Légende celtique et rock’n’roll mood

Il faisait un temps de chien ce jour-là en Bretagne. Il pleuvait. Comme à Woodstock. Les légendes se fomentent-elles sous l’effet conjugué du vent, de la pluie et de la boue ? Qui sait. Toujours est-il que, ce dimanche 4 mai, on pouvait voir, emmitouflées dans leurs cirés et leurs blousons fluo siglés Gaastra ou Oxbow, des grappes entières de magma humain accrochées aux rochers, bravant la tempête et les intempéries pour tenter d’entr’apercevoir ce qui se passait sur l’eau. Malgré ces conditions météo exécrables, 150 000 personnes s’étaient donné rendez-vous sur le spot bigouden.

 

“ Le vent side-on soufflait en rafales entre 30 et 40 noeuds. Et les gars allaient au carton pleine face ”

 

La raison d’un tel succès populaire ?

Le windsurf avait le vent en poupe et était certes plus médiatique qu’aujourd’hui, mais peut-être y a-t-il d’autres raisons à pareil succès… Disons-le tout net, les épreuves étaient plus spectaculaires, notamment le slalom. Et c’est CE slalom, en ce dimanche 4 mai 1986, qui a fait la légende de La Torche. Par poules de 8, les compétiteurs s’élançaient de la plage, portant leur matos, un peu comme un départ des 24 heures du Mans moto. Avec pour premier obstacle un shore break violent et piégeux. Des gladiateurs se jetant dans l’arène liquide. Car il fallait les avoir bien accrochées ce jour-là : les séries déferlaient en vrac, les plus imposantes à hauteur de mât. Le vent side-on soufflait en rafales entre trente et quarante nœuds. Et les gars allaient au carton pleine face.
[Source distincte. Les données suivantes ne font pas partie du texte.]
PR #3054, opened 2024-10-31
feat: cpu and store gas updates

piux2:
## Summary:

This PR updates the CPU and Store gas based on results from the benchmarking tool:https://github.com/gnolang/gno/pull/2241

For CPU gas, the measurement is in nanoseconds per opcode execution.
For storage gas, the measurement is in nanoseconds per byte for each type of Gno store access.

## Changes: 

We moved the gas meter from the underlying store to the upper Gno store to capture accurate resource consumption for VM transactions. At the same time, we retain the original gas store and gas meter for the Auth Keeper to handle regular blockchain transactions that do not necessarily involve the VM.

We also updated the gas-wanted in the integration test to reflect actual gas usage. This can serve as a flag to alert us to future changes that might increase gas assumptions.

Additional reasons for these changes include:

 - The Gno VM store processes additional complex encoding and decoding of data structures, rather than simply reading and writing bytes to disk.
 - For the above reason, we benchmarked gas for store access at the Gno store level.
 - We want to avoid consuming gas at two points for a single store access during a VM transaction.
 
Here are the diagrams to explain the store access gas before and after changes 

#### Before:

image

#### After:
image

- [x] Added new tests
</details>


gno.land/cmd/gnoland/testdata/addpkg_namespace.txtar
thehowl, line 1: can we just make the txtars all just use a `-gas-wanted` of `10M`?

just because they'll have to be updated again. I'd want for us to keep track of "golden" gas values just in one place.

gnovm/pkg/gnolang/machine.go
```diff
@@ -1154,127 +1154,130 @@ func (m *Machine) incrCPU(cycles int64) {
 }
 
 const (
+	// CPU cycles
```
thehowl, line 1157: Can we add a reference to the benchmarks and methodology?

gno.land/pkg/sdk/vm/keeper.go
```diff
@@ -205,6 +205,7 @@ var gnoStoreContextKey gnoStoreContextKeyType
 func (vm *VMKeeper) newGnoTransactionStore(ctx sdk.Context) gno.TransactionStore {
 	base := ctx.Store(vm.baseKey)
 	iavl := ctx.Store(vm.iavlKey)
+	vm.gnoStore.SetGasMeter(ctx.GasMeter())
```
thehowl, line 208: This is unsafe, because vm.gnoStore is shared, and this would set the gas meter globally; ie. not scoped to the transaction.

gnovm/pkg/gnolang/store.go
```diff
@@ -689,6 +759,17 @@ func (ds *defaultStore) IterMemPackage() <-chan *std.MemPackage {
 	}
 }
 
+func (ds *defaultStore) SetGasMeter(gm store.GasMeter) {
+	ds.gasMeter = gm
+}
```
thehowl, line 764: I think this ought to go in `BeginTransaction`, and the store shouldn't use a gas store otherwise.

gnovm/pkg/gnolang/store.go
```diff
@@ -83,6 +85,47 @@ type TransactionStore interface {
...
+		GasSetObject:       16,   // per byte cost
+		GasGetType:         52,   // per byte cost
+		GasSetType:         52,   // per byte cost
+		GasGetPackageRealm: 524,  // per byte cost
+		GasSetPackageRealm: 524,  // per byte cost
+		GasAddMemPackage:   8,    // per byte cost
+		GasGetMemPackage:   8,    // per byte cost
+		GasDeleteObject:    3715, // flat cost
+	}
+}
```
thehowl, line 127: These are constants for the VM. Can these also not be constants?

tm2/pkg/sdk/context.go
```diff
@@ -171,10 +171,14 @@ func (c Context) Value(key interface{}) interface{} {
...
 // Store fetches a Store from the MultiStore, but wrapped for gas calculation.
-func (c Context) Store(key store.StoreKey) store.Store {
+func (c Context) GasStore(key store.StoreKey) store.Store {
 	return gas.New(c.MultiStore().GetStore(key), c.GasMeter(), store.DefaultGasConfig())
 }
 
+func (c Context) Store(key store.StoreKey) store.Store {
+	return c.MultiStore().GetStore(key)
+}
+
```
thehowl, line 181: I can understand the rename to GasStore, but I don't think we should expose a gas-less `Store` method, especially when getting the underlying store is still trivial and exported.

zivkovicmilos (changes requested):
I think the PR looks fine, apart from the comments left by @thehowl, which should be addressed about the global gas meter setting in the VM keeper 🙏 

I'm temporarily just putting a pause on the PR, to allow for us to discuss whether these new gas values make sense, since they are **a huge change**. I also want to see some more reasoning and gas comparisons, apart from https://github.com/gnolang/gno/pull/2241

If we're fine with the bumps, I am also cool with the PR moving forward as is ✅ 

cc @moul @notJoon

gnovm/pkg/gnolang/machine.go
moul: I'm concerned that this approach renders `ugnot` nearly valueless, as it results in excessively long and difficult-to-read numbers. 

We should either adopt a strategy that sacrifices some precision, such as dividing by N (which could be a parameter), or consider introducing another level of `gnot` conversion, like `ngnot` for gas, to maintain the relevance of `ugnot`.

gnovm/pkg/gnolang/store.go
moul: It makes sense to count gas for the store independently since future features will dissociate CPU gas from storage gas, allowing costs to cover `cpuCost + storageCost + futureStorageRent`. Additionally, realms could have different storage cost ratios—some sponsored by the chain, others transitioned to 'archives,' or even storage classes with varying configurations based on price tiers.

tm2/pkg/sdk/context.go
moul:
```suggestion
func (c Context) GaslessStore(key store.StoreKey) store.Store {
	return c.MultiStore().GetStore(key)
}

```

?

moul (approved):
Overall, it looks good. In this PR or a future one, I suggest we:  
-  Add a global multiplier/divider parameter to avoid using `ngnot` while keeping the numbers relatively readable.  
-  Create a benchmarking tool that runs all the gnocode in the repository and generates a CSV or TXT file with the gas details we commit periodically (there's no need for this on every commit, in my opinion). This way, whenever we want to fine-tune a parameter, we can run the same script again and compare the results.

zivkovicmilos (approved):
Unblocking after @moul is fine with the bumps

gno.land/cmd/gnoland/testdata/addpkg_namespace.txtar
piux2: I understand that we need to update for gas changes. This gives us an opportunity to verify the changes, especially if there is a significant gas increase in our implementation. It acts as a safeguard. I am also open to other solutions.

gnovm/pkg/gnolang/machine.go
piux2: @moul @zivkovicmilos Totally agree, the large number of gas and fees is not a good user experience.  Let me think about how we can fix it later.

gno.land/pkg/sdk/vm/keeper.go
piux2: This is safe under the current ABCI protocol implementation. All ABCI requests to the app are synchronized at the ABCI protocol level. In other words, the VM Keeper processes one request at a time, which is why gnoStore can be shared.

piux2: This is safe under the current ABCI protocol implementation. All ABCI requests to the app are synchronized at the ABCI protocol level. In other words, the VM Keeper processes one request at a time, which is why gnoStore can be shared.

The GasMeter is created and wrapped in each transaction context before being set in the gnoStore.

Let me know if you still think this not safe.

gnovm/pkg/gnolang/store.go
piux2: > I think this ought to go in `BeginTransaction`, and the store shouldn't use a gas store otherwise.
@thehowl Agreed, I will assign the gasMeter in BeginTransaction and remove this method.

gno.land/pkg/sdk/vm/keeper.go
piux2: @thehowl  good catch! I will pass the gasMeter to gnoStore.BeginTransaction() instead

Gno2D2:

## Automated Checks

 🟢 Maintainers must be able to edit this pull request
 🔴 The pull request head branch must be up-to-date with its base


## Manual Checks

<details><summary>Maintainers must be able to edit this pull request</summary><blockquote>

### If
```
🟢 Condition met
└── 🟢 On every pull request

```
### Then
```
🟢 Requirement satisfied

```
</blockquote></details>

<details><summary>The pull request head branch must be up-to-date with its base</summary><blockquote>

### If
```
🟢 Condition met
└── 🟢 On every pull request

```
### Then
```
🔴 Requirement not satisfied
└── 🔴 Head branch (piux2:feat_gas_ops) is up to date with base (master): behind by 139 / ahead by 2

```
</blockquote></details>

</blockquote></details>



</blockquote></details>

gnovm/pkg/gnolang/store.go
piux2: I think it is better to keep the gas constant until we implement other ways to update the value, such as through genesis or GovDAO with the parameter module. For now, whenever we change the value, we should modify this section of the code and go through code reviews again.

tm2/pkg/sdk/context.go
piux2: > I can understand the rename to GasStore, but I don't think we should expose a gas-less `Store` method, especially when getting the underlying store is still trivial and exported.

The purpose here is not to rename the store but to separate gas store access from non-gas store access in the context. This separation is necessary because we need to wrap the gas meter at different levels for Auth Keeper gas consumption and VM gas consumption.

Please refer to the diagram above. In Auth Keeper, the GasStore wraps the gas meter at the underlying base store level. In VM Keeper, the gas meter is wrapped above the underlying store in the gnoStore, allowing us to capture activity to persist realm objects. The ctx.Store is used by the VM Keeper to access the underlying store without the gas meter, so it can wrap it at a higher layer.

The context.Store abstracts away the underlying MultiStore concept. This approach is consistent with how context, app, and keeper store access are managed.

gno.land/cmd/gnoland/testdata/issue_1786.txtar
```diff
@@ -5,24 +5,24 @@ loadpkg gno.land/r/demo/wugnot
...
+gnokey maketx addpkg -pkgdir $WORK -pkgpath gno.land/r/demo/proxywugnot -gas-fee 1000000ugnot -gas-wanted 14000000 -broadcast -chainid=tendermint_test test1
 stdout OK!
 
 # approve wugnot to `proxywugnot ≈ g1fndyg0we60rdfchyy5dwxzkfmhl5u34j932rg3`
-gnokey maketx call -pkgpath gno.land/r/demo/wugnot -func Approve -args "g1fndyg0we60rdfchyy5dwxzkfmhl5u34j932rg3" -args 10000 -gas-fee 1000000ugnot -gas-wanted 2000000 -broadcast -chainid=tendermint_test test1
+gnokey maketx call -pkgpath gno.land/r/demo/wugnot -func Approve -args "g1fndyg0we60rdfchyy5dwxzkfmhl5u34j932rg3" -args 10000 -gas-fee 1000000ugnot -gas-wanted 3000000 -broadcast -chainid=tendermint_test test1
 stdout OK!
 
 # send 10000ugnot to `proxywugnot` to wrap it
-gnokey maketx call -pkgpath gno.land/r/demo/proxywugnot --send "10000ugnot" -func ProxyWrap -gas-fee 1000000ugnot -gas-wanted 2000000 -broadcast -chainid=tendermint_test test1
```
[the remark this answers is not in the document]
piux2: Before this PR, the gas consumption for the VM was a placeholder. All opcodes consumed 1 gas, and the gas required to persist and load objects was not accounted for. It inherited the same gas meter consumption wrapped in the base store, which was used by the Auth Keeper and measured gas based on the raw byte size of each access.

gnovm/pkg/gnolang/machine.go
piux2: > Can we add a reference to the benchmarks and methodology?

I will write a separate article for the gas benchmarking.  It is related to PR https://github.com/gnolang/gno/pull/2241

Le niveau de pratique n’était pas aussi élevé qu’aujourd’hui, si bien qu’on les sentait vraiment à la limite de la rupture, nos Robby Naish, Bruce Willie, Pete Cabrinha, Anders Bringdal, Björn Dunkerbeck, sans oublier nos Frenchies, les Thiémé, Teriitéhau, Salles et le local de l’étape Patrice Belbeoc’h, dont nous n’avions encore jamais entendu parler. C’était épique, nous sentions que quelque chose de grand était en train de se jouer en direct, là, sous nos yeux. Oui, nous étions fiers. Fiers pour nous, encore une fois, parce que ça se passait chez nous, en France, et fiers pour eux, fiers de les voir si valeureux et si téméraires. Avec eux, c’était toute la tribu qui repoussait ses limites, qui réalisait l’impensable et voyait s’ouvrir en grand l’ère du windsurf moderne. Demain, lundi, nous pourrions dire, avec un fond de fierté teintée d’un rien d’arrogance dans le regard : « Oui, c’est ça, le windsurf, vous comprenez maintenant… »

Et après ?

Les deux dernières épreuves mondiales qui se sont déroulées à La Torche en 1992 et 1994 n’ont pas laissé de trace significative dans la mémoire collective de notre sport, faute de vent. Mais je me souviens que nous nous y étions rendus, impatients et fervents comme des pèlerins sur le chemin de Saint-Jacques-de-Compostelle. Nous aussi nous voulions voir, nous aussi nous voulions respirer l’endroit, nous aussi nous voulions communier et « voir de nos yeux » ce spot retors qui avait obligé, quelques années plus tôt, l’Hawaiien Pete Cabrinha (et sa célèbre voile US151) à faire demi-tour en demi-finale du slalom pour éviter de se faire dévorer tout cru par une monstrueuse série.